~ a column about Jefferson by Colleen O’Brien
The sound of summer is lawn mowers. Except earlier this week, when it was chain saws.
The big blow of Sunday night, with varying reports of 50 to 80 mile per hour winds, quickly and messily took down complete halves of trees in my ‘hood, not to mention the big and little branches it unhinged, the flower pots it upended, the lawn chairs it tossed, and one of the garden gloves it took with it.
In the country it mowed down corn and dropped trees on a power line here and there – the chances of an Iowa summer without something crop threatening are slim.
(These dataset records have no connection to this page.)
PR #3716, opened 2025-09-03
Set LogToConsole instead of OutputFlag to handle "tee"

### LINKED ISSUE #3589: GurobiDirect does not save logfiles when requested
## Summary
The `logfile` keyword argument to `solve` does not work correctly for `GurobiDirect`. 

```python
from pyomo.environ import *
m = ConcreteModel()
m.x = Var()
m.c = Constraint(expr=(0.0, m.x, 1.0))
m.o = Objective(expr=m.x)

s = SolverFactory("gurobi_direct")
s.solve(m, logfile="gurobilog.out")
```

`gurobilog.out` is nowhere to be found. This seems to work correctly for other solvers, e.g., xpress, ipopt, cbc,..

Pyomo version: 32591c154dd9268a62552969afc3f0ea2079db42
Python version: 3.12.9
Operating system: macOS
Solver (if applicable): Gurobi

rschwarz:
## Summary/Motivation:

In Gurobi, there are three parameters related to logging:

[LogToConsole](https://docs.gurobi.com/projects/optimizer/en/current/reference/parameters.html#logtoconsole) is a boolean flag that toggles whether the solver output is logged to the console. (This fits the intention behind setting `tee` in Pyomo.)

LogFile is a string that refers to a file name. If non-empty, solver output will be appended to that file.

Finally, OutputFlag is a combination of the two: If set to 0, both LogToConsole is set to 0, as well as LogFile set to an empty string.

- Use LogToConsole instead of OutputFlag
- In the old implementation, if a user has already specified a LogFile via the `options`, but then calls `solve(tee=False)`, the log files will not be written. This change makes sure that `tee` only affects what happens to the console.

## Other notes

By the way: Only GurobiDirect and the derived GurobiPersistent have this logic implemented that way. For the `appsi_gurobi` implementation, `tee` already had no effect on what happened with log files.

### Legal Acknowledgement


rschwarz:
There is still one annoying aspect, even after this change, which is that the line
`Set parameter LogToConsole to value 0`
is printed once per call to `solve`, so we see it a lot when solving models in a loop.

I think this can be improved by only calling `_solver_model.setParam` when it would actually change the value, which I will add.

The Gurobi-related tests pass locally for me, but I think there are some failing checks on the `main` branch already, right?

pyomo/solvers/plugins/solvers/gurobi_direct.py
```diff
@@ -240,9 +240,9 @@ def _apply_solver(self):
         StaleFlagManager.mark_all_as_stale()
 
         if self._tee:
-            self._solver_model.setParam('OutputFlag', 1)
+            self._solver_model.setParam('LogToConsole', 1)
         else:
-            self._solver_model.setParam('OutputFlag', 0)
```
quantresearch1, line 245: Why should this be the new default ? It seems that what you want can be achieved by adding LogToConsole=1 to the params you pass in the inputs

rschwarz: No, I actually want (in this case) `LogToConsole=0`, which is implied by `OutputFlag=0`, but the latter also disables writing to log files.

But I want to be able to have all 4 combinations of console and log files for different use cases.

My understand was that the `tee` option refers to what is shown on the console, so it should not interfere with log files, which `OutputFlag` does.

rschwarz:
> There is still one annoying aspect, even after this change, which is that the line `Set parameter LogToConsole to value 0` is printed once per call to `solve`, so we see it a lot when solving models in a loop.
> 
> I think this can be improved by only calling `_solver_model.setParam` when it would actually change the value, which I will add.

Conditionally calling `setParam` does not actually avoid printing that line, since the default value of `LogToConsole` is actually 1.

To fix that problem (for me), I had to set `LogToConsole` to 0 at the level of the environment, ie, in the call to `SolverFactory`.

Thus, no more changes are planned from my side on this.

rschwarz:
I looked into the failing tests, and apparently many of them fail because the log file now contains the additional line ```Set parameter LogToConsole to value 0```.

I do not know how to avoid that, but have accepted it in our application.

Maybe temporarily setting `OutputFlag = 0` (and then back) or similar would help.

pyomo/solvers/plugins/solvers/gurobi_direct.py
```diff
@@ -240,9 +240,9 @@ def _apply_solver(self):
...
+            self._solver_model.setParam('LogToConsole', 0)
```
jsiirola: The following should resolve the test failures
```python
        # We would like to just set OutputFlag to turn off the console
        # log, but that prevents users from using the Gurobi LogFile
        # option (see #3589 / #3716).  BUT just setting LogToConsole
        # triggers Gurobi to write a message to the console.  We will
        # capture that message here:
        with capture_output(capture_fd=True):
            self._solver_model.setParam('LogToConsole', int(bool(self._tee)))
```

rschwarz: This is replacing the existing code, right?

rschwarz: I added a commit using this version :crossed_fingers: 

(I also found that I had a partial fix locally, which I forgot to push, apparently. I added this as well, but reverted it, for the sake of documenting this option.)

jsiirola (approved):

mrmundt (approved):

PR #3699, opened 2025-08-12
Create API version attribute for different solver generations

mrmundt:
## Summary/Motivation:
We want an easier way for users/devs to query which API version of solvers they are using.

## Changes proposed in this PR:
- Create a standard `SolverAPIVersion` enum
- Add the enum as a classmethod to all solver base classes
- Update some tests

### Legal Acknowledgement

By contributing to this software project, I have read the [contribution guide](https://pyomo.readthedocs.io/en/stable/contribution_guide.html) and agree to the following terms and conditions for my contribution:

1. I agree my contributions are submitted under the BSD license.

In town, there were branches and neighbors all over the place. Nothing like a disaster, whether minor or major, to bring us out of our cocoon habits. There was quite a bit of mingling and exclaiming, helping one another assess the damage and plenty offerings of advice, rakes and pick-up trucks.
We’ve seen the help-your-neighbor phenomenon happen on TV countless times in the last few years, what with hurricanes Katrina and Sandy, Kansas tornadoes and California fires. Because we live so cozily inside what we consider our secure little homes, I don’t know if it’s more shocking to us than to previous generations, who at least sat on their front porches and knew what Mother Nature had to offer every day; but, really, it was nice to be out and about with neighbors of a pleasant, balmy, after-the-storm morning, even as we were playing pik-pik-pik-up-stix, raking, sawing, sweeping . . . and yakking.
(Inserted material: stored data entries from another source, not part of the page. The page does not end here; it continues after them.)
PR #19626, opened 2017-10-29
cherrypick-1.1: ui: exclude decommissioned nodes from staggered version warning

### LINKED ISSUE #15534: ui: "staggered version" banner considers dead nodes

tbg:
Fixes #15534.

cc @cockroachdb/release

### DIFF
--- a/pkg/ui/src/redux/alerts.spec.ts
+++ b/pkg/ui/src/redux/alerts.spec.ts
@@ -9,13 +9,14 @@ import { AdminUIState, createAdminUIStore } from "./state";
 import {
   AlertLevel,
   alertDataSync,
+  versionsSelector,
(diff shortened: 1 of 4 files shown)


couchand (approved):

bdarnell:
:lgtm:

---

---



*Comments from [Reviewable](https://reviewable.io:443/reviews/cockroachdb/cockroach/19626#-:-KxhwPaic3hKQ3CHsmXT:bnfp4nl)*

My backyard, which is mostly prairie plants, looks like an egg beater went through it. But the prairie grasses and fleurs will pop back up; in fact the grasses are already waving outside my window and the cone flowers are bobbing in the breeze. I hear stereo chain saws echoing from neighbors’ damage to the east and the west of me, where big branches tore off big trees, half a tree crashed onto another tree, dead branches lie among the high branches, unreachable.
I fear a few of the neighboring trees will have to be cut down, for they are off kilter, leaning heavily toward houses and streets, a danger to all who pass below them or live beside them. This cutting down of old and venerable trees is a troubling prospect for tree lovers and neighborhoods. My friend Annie calls me a Druid, but I think I was not so much a tree worshiper in some past life but a squirrel; and what squirrel wants to see one of her jungle gyms go the way of firewood? And what neighborhood wants to see three of its majestics felled?
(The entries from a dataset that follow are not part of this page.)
PR #19627, opened 2017-10-29
sql: add <@, @> JSON operators

justinj:
The behaviour of this operator is described at
https://www.postgresql.org/docs/9.5/static/datatype-json.html#JSON-CONTAINMENT

This will probably have to change a bit once we have an encoding, but I
wanted to implement it now for the simpler case.

I debated first going with a simpler but always O(n^2) implementation of jsonArrayContains, it looked like this:

```go
func jsonArrayContains(ctx *EvalContext, ary DJSON, other DJSON) bool {
	for _, v := range other.arrayVal {
		found := false
		for _, c := range ary.arrayVal {
			if c.typ == v.typ && c.contains(ctx, v) {
				found = true
				break
			}
		}
		if !found {
			return false
		}
	}
	return true
}
```

The current implementation is quite a bit more complex, but significantly faster.
On this benchmark:

```go
func BenchmarkJSONArrayContains(b *testing.B) {
	ctx := NewTestingEvalContext()
	for arySize := 0; arySize <= 20; arySize += 5 {
		b.Run(fmt.Sprintf("JSON array of size %d", arySize), func(b *testing.B) {
			var buf bytes.Buffer
			buf.WriteByte('[')
			for i := 0; i < arySize; i++ {
				if i > 0 {
					buf.WriteByte(',')
				}
				buf.WriteString(fmt.Sprintf("%d", i))
			}
			buf.WriteByte(']')
			j, _ := ParseDJSON(buf.String())
			ary := *j.(*DJSON)

			// ary is now an array of the form [0, 1, 2, ...].
			b.ResetTimer()
			for i := 0; i < b.N; i++ {
				jsonArrayContains(ctx, ary, ary)
			}
			b.StopTimer()
		})
	}
}
```

The original implementation:
```
BenchmarkJSONArrayContains/JSON_array_of_size_0-8          200000000          9.30 ns/op
BenchmarkJSONArrayContains/JSON_array_of_size_5-8            500000       3274 ns/op
BenchmarkJSONArrayContains/JSON_array_of_size_10-8           100000      11784 ns/op
BenchmarkJSONArrayContains/JSON_array_of_size_15-8            50000      25897 ns/op
BenchmarkJSONArrayContains/JSON_array_of_size_20-8            30000      45286 ns/op
```

The current implementation:
```
BenchmarkJSONArrayContains/JSON_array_of_size_0-8           5000000        285 ns/op
BenchmarkJSONArrayContains/JSON_array_of_size_5-8           1000000       2088 ns/op
BenchmarkJSONArrayContains/JSON_array_of_size_10-8           300000       3756 ns/op
BenchmarkJSONArrayContains/JSON_array_of_size_15-8           200000       6238 ns/op
BenchmarkJSONArrayContains/JSON_array_of_size_20-8           200000       8365 ns/op
```

Re: the second TODO on `preprocessJSONArrayForContains`,
We could maybe transform
```
a @> b
```
into
```
PREPROCESS(a) @>' PREPROCESS(b)
```
where @>' assumes its arguments are preprocessed, and then the constant folding code
would take care of this. cc @knz for thoughts on this?

### DIFF
--- a/docs/generated/sql/operators.md
+++ b/docs/generated/sql/operators.md
@@ -192,6 +192,11 @@
 <tr><td><a href="uuid.html">uuid</a> <code><=</code> <a href="uuid.html">uuid</a></td><td><a href="bool.html">bool</a></td></tr>
 </tbody></table>
 <table><thead>
+<tr><td><code><@</code></td><td>Return</td></tr>
+</thead><tbody>
+<tr><td>jsonb <code><@</code> jsonb</td><td><a href="bool.html">bool</a></td></tr>
+</tbody></table>
+<table><thead>
 <tr><td><code>=</code></td><td>Return</td></tr>
 </thead><tbody>
 <tr><td><a href="bool.html">bool</a> <code>=</code> <a href="bool.html">bool</a></td><td><a href="bool.html">bool</a></td></tr>
@@ -258,6 +263,11 @@
 <tr><td><code>?|</code></td><td>Return</td></tr>
 </thead><tbody>
 <tr><td>jsonb <code>?|</code> <a href="string.html">string[]</a></td><td><a href="bool.html">bool</a></td></tr>
+</tbody></table>
+<table><thead>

It is now early afternoon, and there’s barely a stray leaf left on a neighborhood parking. The city and the fire department and the utility company were Johnny-on-the-spot last night as the storm moved on. And the denizens of this area of town already have the whole ‘hood cleaned up. We are now back in our boxes doing whatever it is we do in here that so seldom involves our neighbors. “Hello.” “How are you?” “Nice day.” And on we go.
Not that I want disasters — big or small — to occur . . . but a small flummox of weather does make for both an exciting interlude and an interesting morning of bonhomie when we act out rather than simply know the definition of neighborly — congenial, friendly, amicable.
It was nice visiting with y’all, neighbors, after the storm. I’m very sorry about your trees – I sincerely hope the ones that survive remain healthy, however truncated they are now.
And so it goes: life itself and the weather in Iowa – we never know what either will bring us from one day to the next.